Capturing membrane trafficking events during 3D angiogenic development in vitro

OBJECTIVES: Vesicular trafficking dictates protein localization, functional activity, and half‐life, providing a critically important regulatory step in tissue development; however, there is little information detailing endothelial‐specific trafficking signatures. This is due, in part, to limitations in visualizing trafficking events in endothelial tissues. Our aim in this investigation was to explore the use of a 3‐dimensional (3D) in vitro sprouting model to image endothelial membrane trafficking events. METHODS: Endothelial cells were challenged to grow sprouts in a fibrin bead assay. Thereafter, spouts were transfected with fluorescent proteins and stained for various cell markers. Sprouts were then imaged for trafficking events using live and fixed‐cell microscopy. RESULTS: Our results demonstrate that fibrin bead sprouts have a strong apicobasal polarity marked by apical localization of proteins moesin and podocalyxin.
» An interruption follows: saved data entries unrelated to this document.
PR #4386, opened 2026-09-16
[Feature] MenagerieEnv: any MuJoCo Menagerie robot by name

theap06:
## Description

MuJoCo Menagerie ships curated robot models, not tasks. `MujocoEnv` can already load any MJCF with `patch_xml=False`, but using a Menagerie robot meant subclassing to implement `_compute_reward` / `_compute_done` and locating the assets by hand (`CubeBowlEnv` does this for UR5e + Robotiq). This PR adds `MenagerieEnv`, which loads any Menagerie robot by name on the existing backends, and a `MenagerieTask` config.

- Model resolution: `menagerie_path` (a checkout, the robot directory or the XML) > `TORCHRL_MUJOCO_MENAGERIE_PATH` (what CI already uses for the cube-bowl tutorial) > the official `mujoco-menagerie` package cache, which `download=True` fills. The package is an optional dependency; it pins every robot to one Menagerie commit and verifies checksums. A metaclass resolves the XML once before the native backend spawns workers.
- Observation: `qpos`, `qvel`, `sensordata` when the model defines sensors, and `site_positions` for `task.site_names`. Adds a `sensordata` accessor to the three physics backends.
- Reset around the model's `home` keyframe (`qpos` and `qvel`), falling back to `qpos0`; `task.keyframe` picks another one.
- Termination on non-finite state, plus an optional `terminate_below_height` for floating bases.
- Reward is zero by default so a transform can supply the task reward (the docstring shows a reach reward on a UR5e site). `MenagerieTask` weights turn on a Gaussian pose term, a normalized control cost and an alive bonus; `MenagerieEnv.hold_pose_task()` is the named preset.
- Default backend is `"mujoco"`: Menagerie's standard `scene.xml` files use collision pairs mujoco-torch does not implement (plane vs cylinder) and the Panda hits a shape mismatch there. The entries Menagerie maintains for MJX (`scene_mjx`, `mjx_scene`) run on `mujoco-torch` and `mjx`; only the accelerometer sensor differs from MuJoCo. Documented in the class docstring.
- `CubeBowlEnv.MENAGERIE_ENV_VAR` reuses the shared constant.

Verified locally on real assets: UR5e on the C bindings, go2 `scene_mjx` on mujoco-torch (sensors and sites in the observation), `SerialEnv` / `ParallelEnv` batching, a reward transform on the flange site, free-camera pixels with `camera_id=-1`, and the package download path.

Noticed but not changed here: `_TorchBackend._init_model` runs one physics step to derive dtypes, so its `qpos0` / `qvel0` carry one step of gravity and torch-backend envs reset with a small nonzero velocity. `MenagerieEnv` shifts the reset by the keyframe state, so it is exact; the sibling envs still inherit it.

## Tests

- `test/libs/test_mujoco.py`: six tests on a synthetic one-robot checkout (specs, keyframe reset, sensors and sites on every backend; keyframe selection, the hold-pose reward formula and fall termination; checkout resolution and worker dispatch; package resolution without network, skipped when the package is missing), plus a UR5e test that runs where `TORCHRL_MUJOCO_MENAGERIE_PATH` is set.
- Full `test/libs/test_mujoco.py` locally: 110 passed, 1 CUDA skip. Doctests and pre-commit clean.

## Docs

- `docs/source/reference/envs_api.rst`: paragraph in the MuJoCo custom environments section and autosummary entries for `MenagerieEnv` and `MenagerieTask`.


vmoens (commented):
This is a useful addition. The resolution order is clear, keeping network access behind `download=True` is a good default, and the synthetic model exercises meaningful behavior across the three backends.

A couple of things need addressing before merge:

- The new `menagerie-ppo` example currently fails in CI because constructing `Collector` emits the `InitTracker` auto-registration `FutureWarning`, and the examples job treats that warning as an error. Please either pass `auto_register_policy_transforms=True` or install the required transform explicitly.
- `test_menagerie_package_resolution` currently skips when `mujoco-menagerie` is absent, but the dedicated MuJoCo job rejects skipped tests, so that job fails at test setup. The package integration needs to run in a job that installs the optional dependency, or the dependency needs to be included in this job. Since this changes an optional-dependency integration, please also add the `ci/optdeps` label before rerunning the relevant workflow.

Minor style point: please omit the explicit `-> None` annotations on the newly added `__init__` and `__post_init__` methods.

Non-blocking suggestion for a follow-up PR: it would be useful to generalize the model-resolution layer to robot models hosted in arbitrary third-party GitHub repositories, for example [SouthColumn76/universal_robots_ur3e](https://github.com/SouthColumn76/universal_robots_ur3e). A `download=True` argument could remain the explicit permission for network access, but I would make the source include `repo`, a pinned `revision`, and an explicit repository-relative `entry` at first. Repository layouts vary substantially: XML can be at the root or several directories deep, assets may be in sibling directories, and one repository may contain several valid scenes. The downloader should therefore preserve the full repository tree, cache by owner/repository/resolved commit, and avoid silently choosing the first `scene.xml`. An optional manifest and conservative discovery of a unique compile-valid root could come later. This probably belongs in a generic `GitHubModelSource` / `MujocoModelEnv` resolver, with `MenagerieEnv` remaining a convenience wrapper around the curated Menagerie source.

PR #4434, opened 2026-09-19
[Algorithm] Add RLHF reward-model training recipe (#3923)

theap06:
Re-lands #3923 on `main`.

#3923 was squash-merged into its stacked base branch `theap06/reward-model-loss` rather than into `main`, so the recipe never reached `main`. Its base #3922 has since merged as 0daf99d438. This branch is the #3923 squash commit cherry-picked onto `main`; the resulting tree is identical to the approved #3923 head 75f46e432e.

See #3923 for the full description, review and CI history.


torchrl/data/llm/reward.py
```diff
@@ -29,6 +30,12 @@ class RewardData:
 class PairwiseDataset:
     """Represents a dataset in a pairwise manner (chosen vs rejected).
 
+    .. deprecated:: 0.14
```
vmoens, line 33: This should have been edited.
@theap06

Issue #4433, opened 2026-09-19
[Feature Request] Add Support for FQL


neuriv:
https://arxiv.org/abs/2502.02538

Add reusable components and a reference implementation for offline and offline-to-online RL.
- Add a flow-matching policy module with configurable networks and a distilled one-step actor.
- Add FQLLoss covering flow-matching behavior cloning, policy distillation, Q-maximization, and critic learning.
- Reuse existing replay buffers, collectors, target updates, and evaluation utilities.
- Add a state-based SOTA recipe with Hydra configuration, documentation, tests, CI coverage, and benchmark comparisons against the reference implementation.

i'm interested in seeing this in TRL & can make a draft pr for it.

PR #4436, opened 2026-09-19
[Feature] Add Flow Policies

neuriv:
## Description

Add configurable flow-matching and one-step policies with optional explicit noise inputs. Use Euler integration for flow sampling and expose bounded actions through TorchRL’s existing actor interface.

Part of #4433.

<details>
<summary>Testing</summary>

Ub22.04, A100 40 GB, Python 3.11.16, PyTorch 2.14.0+cu126 and TensorDict 0.14.2.

```bash
root=/home/ubuntu/fql-validation-20260919
suite="$root/tests"
evidence="$root/evidence"
export PATH="$root/rl/.venv/bin:$PATH"
export PYTHONPATH="$PWD" FQL_TEST_DEVICE=cpu,cuda COMPOSITE_LP_AGGREGATE=0
export CUDA_VISIBLE_DEVICES=0 MUJOCO_GL=egl OMP_NUM_THREADS=1
export HYDRA_FULL_ERROR=1 WANDB_MODE=disabled WANDB_SILENT=true

pre-commit run --from-ref ad969ceebf8a8d13f9e5ccc778682165b6aa5069 --to-ref HEAD
python -m pytest -q "$suite/test_flow.py" test/modules/test_actor.py -k 'not diffusion'

for seed in 7 11 19; do
    python "$suite/check_flow.py" --device cuda --seed "$seed" --output "$evidence/flow/seed-$seed"
    python "$suite/verify_flow_evidence.py" "$evidence/flow/seed-$seed"
done
```

144 tests passed; one optional-dependency test skipped. New policy tests ran on CPU and CUDA. Pre-commit passed.

Each seed ran 800 flow updates, 400 distillation updates and 64 Pendulum steps. Saved weights reproduced the held-out measurements; all rollout rewards were finite and actions stayed within bounds.

| Seed | Flow MSE, before → after | Distillation MSE, before → after |
| --- | --- | --- |
| 7 | 1.214591 → 0.170245 | 0.119854 → 0.000303 |
| 11 | 1.252260 → 0.169834 | 0.163158 → 0.000558 |
| 19 | 1.180907 → 0.165501 | 0.128044 → 0.000355 |

</details>


torchrl/modules/models/flow.py
```diff
@@ -0,0 +1,73 @@
...
+        if num_steps < 1:
+            raise ValueError("num_steps must be positive")
+        self.velocity_network = velocity_network
+        self.action_dim = action_dim
+        self.num_steps = num_steps
+
+    def velocity(self, observation, action, time):
+        return self.velocity_network(torch.cat((observation, action, time), -1))
+
+    def forward(self, observation, noise=None):
```
vmoens: Would be cool to type these inputs

torchrl/modules/models/flow.py
```diff
@@ -0,0 +1,73 @@
...
+        if noise is None:
+            noise = observation.new_empty(
+                (*observation.shape[:-1], self.action_dim)
+            ).normal_()
+        action = noise
+        for step in range(self.num_steps):
```
vmoens, line 70: We could use scan to make it fast when compiled

torchrl/modules/models/flow.py
```diff
@@ -0,0 +1,73 @@
...
+        self.network = network
+        self.action_dim = action_dim
+
+    def forward(self, observation, noise=None, *, clamp=True):
+        if noise is None:
+            noise = observation.new_empty(
+                (*observation.shape[:-1], self.action_dim)
+            ).normal_()
+        action = self.network(torch.cat((observation, noise), -1))
+        return action.clamp(-1, 1) if clamp else action
```
vmoens: We should make clamp low and and high parametrizable no?

torchrl/modules/models/flow.py
```diff
@@ -0,0 +1,73 @@
...
+    def forward(self, observation, noise=None):
+        if noise is None:
+            noise = observation.new_empty(
+                (*observation.shape[:-1], self.action_dim)
+            ).normal_()
+        action = noise
+        for step in range(self.num_steps):
+            time = action.new_full((*action.shape[:-1], 1), step / self.num_steps)
+            action = action + self.velocity(observation, action, time) / self.num_steps
+        return action.clamp(-1, 1)
```
vmoens: Shouldn't it be parametrizable (Low and high)?

torchrl/modules/models/flow.py
neuriv: i think that would be BC breaking

torchrl/modules/models/flow.py
```diff
@@ -0,0 +1,145 @@
...
+
+@implement_for("torch", "2.14")
+def get_flow_scan() -> Callable | None:  # noqa: F811
+    return torch._higher_order_ops.scan
+
+
+FLOW_SCAN = get_flow_scan()
+
+
+class FlowMatchingPolicy(nn.Module):
```
vmoens: [P2] Expose TensorDict-compatible public policies

Both `FlowMatchingPolicy` and `OneStepPolicy` are exported as policies, but are plain `nn.Module`s with no `in_keys`/`out_keys` and accept tensors only. Direct invocation on a TensorDict fails with `AttributeError: 'TensorDict' object has no attribute 'normal_'`. The documented `Actor(...)` wrapper works, but the public policy classes should follow TorchRL's TensorDict policy interface and declare their inputs/outputs. Please expose them through the existing actor/TensorDict module interface, retaining the tensor-only integration logic as a model implementation and wiring explicit noise through declared keys.

torchrl/modules/models/flow.py
```diff
@@ -0,0 +1,145 @@
...
+        self.velocity_network = velocity_network
+        self.action_dim = action_dim
+        self.num_steps = num_steps
+        self.register_buffer("low", torch.as_tensor(low))
+        self.register_buffer("high", torch.as_tensor(high))
+
+    def velocity(self, observation: Tensor, action: Tensor, time: Tensor) -> Tensor:
+        return self.velocity_network(torch.cat((observation, action, time), -1))
+
+    def forward(self, observation: Tensor, noise: Tensor | None = None) -> Tensor:
```
vmoens, line 61: [P2] Commit behavioral coverage for the new public classes

There are no tests for either class in this PR or its head tree. The external `test_flow.py` and validation scripts named in the description are not committed, so repository CI cannot exercise the new eager/compiled scan paths, explicit-noise inputs, or clipping behavior. Please add compact tests in the existing actor/module test area: a known velocity field with independently calculated Euler output, supported eager/compiled agreement, and an Actor integration case covering noise/bounds and student gradients. Any CUDA-only cases also need `pytest.mark.gpu`.

vmoens (changes requested):
Rechecked the latest head `c34f9ead1d5b9f337bd520e4d7b31e166bbd284f`. Requesting changes for the public policy interface and missing repository tests, detailed inline. The documented Actor wrappers and local CPU eager/compiled arithmetic checks pass; the interface comment concerns the exported policy contract, not the documented wrapped usage. CUDA and native Inductor execution were not validated locally.

neuriv:
Thanks for the reviews! Updated - @vmoens

torchrl/modules/tensordict_module/actors.py
```diff
@@ -153,6 +154,113 @@ def get_dist(self, tensordict: TensorDictBase) -> torch.distributions.Distributi
         return Delta(action)
 
 
+class FlowMatchingPolicy(SafeModule):
```
vmoens: SafeModule introduces a bit of overhead. For now I'd use a regular TensorDictModule and assess later if we want it to be Safe

torchrl/modules/tensordict_module/actors.py
```diff
@@ -153,6 +154,113 @@ def get_dist(self, tensordict: TensorDictBase) -> torch.distributions.Distributi
...
+        super().__init__(
+            FlowMatchingModel(
+                velocity_network, action_dim, num_steps, low=low, high=high
+            ),
+            in_keys=["observation", "noise"] if in_keys is None else in_keys,
+            out_keys=["action"] if out_keys is None else out_keys,
+        )
+
+
+class OneStepPolicy(SafeModule):
```
vmoens: Ditto

vmoens (commented):
Thanks for adding this! A few comments, mostly around the scan implementation.

The current scan path looks more complicated/restricted than necessary to me:
```

if (
    FLOW_SCAN is not None
    and is_compiling()
    and not torch.is_grad_enabled()
    and num_steps > 1
):
```

In particular, why do we disable scan when gradients are enabled? Recent PyTorch scan has explicit autograd support (ScanAutogradOp), and its backward is itself implemented in terms of a reverse scan. Since this PR targets/tests PyTorch 2.14, I think we should be able to rely on that rather than falling back to a Python loop for training.

Using scan for training is also useful beyond just avoiding Python overhead. In particular, scan can expose loop-specific compilation options such as unroll/similar controls, allowing several iterations to be unrolled/fused together by the compiler. This seems particularly relevant here since an Euler sampler is exactly the sort of small, fixed recurrence where reducing loop/kernel overhead can matter.

Similarly, I’m not sure we need the is_compiling() restriction. scan is the structured-control-flow representation of this computation, so ideally the model should express the recurrence as a scan whenever the supported PyTorch version provides it, and let eager/compile/autograd deal with that representation appropriately. If there is a specific eager or compile+autograd limitation in 2.14 that requires these restrictions, could we document it and add a regression test for it?

I’d expect the implementation conceptually to be closer to:
```

if FLOW_SCAN is not None:
    # scan implementation
else:
    # compatibility fallback for older torch
```

rather than maintaining two execution paths based on compile and grad state.

The first-step peeling and action.clone() are more understandable: scan requires carry metadata to remain stable, so the first step can establish the actual carry dtype/layout, and scan currently has aliasing restrictions between carry/output that make the clone necessary. It might be worth commenting explicitly that these are scan API requirements/workarounds, though, because otherwise the implementation looks unnecessarily mysterious.

Relatedly, the current gradient test doesn’t actually exercise scan gradients: test_flow_policy_nested_keys_and_gradients enables gradients, which forces FlowMatchingModel onto the Python-loop branch. I think we should have a test that compares outputs and parameter/input gradients between the scan implementation and the explicit Euler loop. That would both validate the intended semantics and prevent us from accidentally carrying an obsolete no-grad restriction.

A few other comments from reading the diff:

* Could we expose/configure the scan unrolling option on FlowMatchingModel? For a policy with e.g. 10 Euler steps this could be quite useful under torch.compile, and is one of the advantages of representing this as scan rather than a Python loop.
* FLOW_SCAN = get_flow_scan() plus the two @implement_for definitions feels like quite a bit of machinery. We could just wrap the forward.
* It would be useful to test numerical equivalence between scan and the reference loop for several num_steps, dtypes/devices, rather than having the choice of implementation implicit in compiled/grad mode.
* Since low and high are registered independently, should construction validate low < high (after broadcasting), or is the convention elsewhere in TorchRL to leave invalid bounds unchecked?
* FlowMatchingPolicy / OneStepPolicy currently accept arbitrary in_keys, but the implementation semantically requires one or two inputs in a specific order. It may be worth validating their length and documenting clearly that the first is observation and second is noise, otherwise malformed in_keys will fail later in a less obvious way.
* More generally, I wonder whether we can keep FlowMatchingModel very small and make scan the canonical implementation, with the explicit loop only being the old-PyTorch compatibility path. Right now having separate eager, compiled-inference, and training behavior adds quite a lot of surface area for what is fundamentally just an Euler recurrence.

So my main suggestion would be: use scan as the normal implementation on versions where it’s supported, including with autograd; retain the Python loop only where we have a demonstrated compatibility requirement; expose/use scan’s unrolling capabilities; and add a scan-vs-loop forward/backward equivalence test. That would make this both simpler and more useful for compiled training.

test/modules/test_actor.py
vmoens, line 1: We should always put tests in a test class.
Names should be shorter.
Compile compatibility without graph breaks needs to be asserted.

vmoens:
Sorry about the unroll suggestion, that introduced a lot of complexity -- I wrongly assumed PyTorch was like Jax and had that kind of kwarg 
Corrected that

vmoens (approved):
Wonderful thanks!

PR #4443, opened 2026-09-20
[BugFix] Build ActionDiscretizer bin positions with arange(nint) / nint

Nicholas022400701:
`ActionDiscretizer.custom_arange` builds the bin positions with `torch.arange(0, 1, step=1 / nint)`. When `1 / nint` does not accumulate to exactly 1.0 that call returns `nint + 1` positions instead of `nint` (nint = 49, 98, 103, 107, ... 140 values below 2000, same in float32 and float64). With an int `num_intervals` the transform then fails in `transform_input_spec` with `The expanded size of the tensor (49) must match the existing size (50)`. With a tensor `num_intervals` the extra position goes unnoticed: `(1 - result).flip(0)` is aligned one element off, so MEDIAN and HIGH sampling silently return the lower edge of every bin (bin k gives `low + k * width` instead of `low + (k + 0.5) * width` or `low + (k + 1) * width`).

This switches to `torch.arange(nint) / nint`, which always returns exactly `nint` positions in `[0, 1)` and matches the previous values for every `nint` that already worked.

Test: `test_num_intervals_arange_rounding` in `TestActionDiscretizer` uses 49 intervals on `ContinuousActionVecMockEnv`, checks that the discrete spec has 49 bins per dimension and that stepping bins 0, 8, ..., 48 lands on `low + (k + offset) * width` for LOW, MEDIAN and HIGH, with int and tensor `num_intervals`. On main 5 of the 6 cases fail (the three int cases with the expand error, the tensor MEDIAN and HIGH cases with wrong values). With the fix all 6 pass and the rest of `TestActionDiscretizer` is unchanged (38 passed, 83 skipped for missing mujoco and gym).


vmoens (approved):
LGTM thanks for contributing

Comparison of trafficking mediators Rab27a and Rab35 between 3D sprouts and 2D culture showed that vesicular carriers can be imaged at high resolution, exhibiting proper membrane polarity solely in 3D sprouts. Lastly, we imaged exocytic events of von Willebrand Factor and demonstrated a distinct imaging advantage for monitoring secretion events in 3D sprouts as compared with 2D culture. CONCLUSIONS: Our results establish that the fibrin bead sprouting assay is well‐suited for imaging of trafficking events during angiogenic growth.